PR #7486, opened 2016-03-26
one more crack at fixing false deadlock

ZappoMan:
fixes the false deadlock that can occur if a context switch happened between samples to _heartbeat

### DIFF
--- a/interface/src/Application.cpp
+++ b/interface/src/Application.cpp
@@ -270,10 +270,10 @@ public:
     void run() override {
         while (!_quit) {
             QThread::sleep(HEARTBEAT_UPDATE_INTERVAL_SECS);
-            auto now = usecTimestampNow();
 
-            // in the unlikely event that now is less than _heartbeat, don't rollover and confuse ourselves
-            auto lastHeartbeatAge = (now > _heartbeat) ? now - _heartbeat : 0; 
+            uint64_t lastHeartbeat = _heartbeat; // sample atomic _heartbeat, because we could context switch away and have it updated on us
+            uint64_t now = usecTimestampNow();
+            auto lastHeartbeatAge = (now > lastHeartbeat) ? now - lastHeartbeat : 0;
             auto sinceLastReport = (now > _lastReport) ? now - _lastReport : 0;
             auto elapsedMovingAverage = _movingAverage.getAverage();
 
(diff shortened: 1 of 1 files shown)


ZappoMan:
Fixes this crash - https://app.asana.com/0/26225263936266/105096043004287

Test plan - 
- smoke test
- philip seems to repro this easily, not sure how (maybe the scripts he's running)... but it has happened to him 4 or 5 times today.

interface/src/Application.cpp
```diff
@@ -270,10 +270,10 @@ class DeadlockWatchdogThread : public QThread {
     void run() override {
         while (!_quit) {
             QThread::sleep(HEARTBEAT_UPDATE_INTERVAL_SECS);
-            auto now = usecTimestampNow();
 
-            // in the unlikely event that now is less than _heartbeat, don't rollover and confuse ourselves
-            auto lastHeartbeatAge = (now > _heartbeat) ? now - _heartbeat : 0;
```
ZappoMan: this line is the problem... notice we're using the _heartbeat atomic twice... well - a context switch can happen between those to accesses and allow a thread to slip in and update it on us... which would cause an overflow.

interface/src/Application.cpp
```diff
@@ -270,10 +270,10 @@ class DeadlockWatchdogThread : public QThread {
     void run() override {
         while (!_quit) {
             QThread::sleep(HEARTBEAT_UPDATE_INTERVAL_SECS);
-            auto now = usecTimestampNow();
 
-            // in the unlikely event that now is less than _heartbeat, don't rollover and confuse ourselves
-            auto lastHeartbeatAge = (now > _heartbeat) ? now - _heartbeat : 0; 
+            uint64_t lastHeartbeat = _heartbeat; // sample atomic _heartbeat, because we could context switch away and have it updated on us
```
ZappoMan: this is the correct way to handle it... sample the atomic once... and use the local value.

hifi-gustavo:
Build console output for commit: f7e6f60e87193af1eeceaa511b967e2ef7a45931 available at: https://gist.github.com/bbc6d17a945a6afce79f<br/><br/>Installers available for download at: <br/>Windows: http://s3.amazonaws.com/hifi-public/pr-builds/HighFidelity-Alpha-PR7486.exe<br/>OS X: http://s3.amazonaws.com/hifi-public/pr-builds/HighFidelity-Alpha-PR7486.dmg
========
What the exercise asks -> Each line above is to be set down again verbatim.

Solution for this exercise ->
PR #7486, opened 2016-03-26
one more crack at fixing false deadlock

ZappoMan:
fixes the false deadlock that can occur if a context switch happened between samples to _heartbeat

### DIFF
--- a/interface/src/Application.cpp
+++ b/interface/src/Application.cpp
@@ -270,10 +270,10 @@ public:
     void run() override {
         while (!_quit) {
             QThread::sleep(HEARTBEAT_UPDATE_INTERVAL_SECS);
-            auto now = usecTimestampNow();
 
-            // in the unlikely event that now is less than _heartbeat, don't rollover and confuse ourselves
-            auto lastHeartbeatAge = (now > _heartbeat) ? now - _heartbeat : 0; 
+            uint64_t lastHeartbeat = _heartbeat; // sample atomic _heartbeat, because we could context switch away and have it updated on us
+            uint64_t now = usecTimestampNow();
+            auto lastHeartbeatAge = (now > lastHeartbeat) ? now - lastHeartbeat : 0;
             auto sinceLastReport = (now > _lastReport) ? now - _lastReport : 0;
             auto elapsedMovingAverage = _movingAverage.getAverage();
 
(diff shortened: 1 of 1 files shown)


ZappoMan:
Fixes this crash - https://app.asana.com/0/26225263936266/105096043004287

Test plan - 
- smoke test
- philip seems to repro this easily, not sure how (maybe the scripts he's running)... but it has happened to him 4 or 5 times today.

interface/src/Application.cpp
```diff
@@ -270,10 +270,10 @@ class DeadlockWatchdogThread : public QThread {
     void run() override {
         while (!_quit) {
             QThread::sleep(HEARTBEAT_UPDATE_INTERVAL_SECS);
-            auto now = usecTimestampNow();
 
-            // in the unlikely event that now is less than _heartbeat, don't rollover and confuse ourselves
-            auto lastHeartbeatAge = (now > _heartbeat) ? now - _heartbeat : 0;
```
ZappoMan: this line is the problem... notice we're using the _heartbeat atomic twice... well - a context switch can happen between those to accesses and allow a thread to slip in and update it on us... which would cause an overflow.

interface/src/Application.cpp
```diff
@@ -270,10 +270,10 @@ class DeadlockWatchdogThread : public QThread {
     void run() override {
         while (!_quit) {
             QThread::sleep(HEARTBEAT_UPDATE_INTERVAL_SECS);
-            auto now = usecTimestampNow();
 
-            // in the unlikely event that now is less than _heartbeat, don't rollover and confuse ourselves
-            auto lastHeartbeatAge = (now > _heartbeat) ? now - _heartbeat : 0; 
+            uint64_t lastHeartbeat = _heartbeat; // sample atomic _heartbeat, because we could context switch away and have it updated on us
```
ZappoMan: this is the correct way to handle it... sample the atomic once... and use the local value.

hifi-gustavo:
Build console output for commit: f7e6f60e87193af1eeceaa511b967e2ef7a45931 available at: https://gist.github.com/bbc6d17a945a6afce79f<br/><br/>Installers available for download at: <br/>Windows: http://s3.amazonaws.com/hifi-public/pr-builds/HighFidelity-Alpha-PR7486.exe<br/>OS X: http://s3.amazonaws.com/hifi-public/pr-builds/HighFidelity-Alpha-PR7486.dmg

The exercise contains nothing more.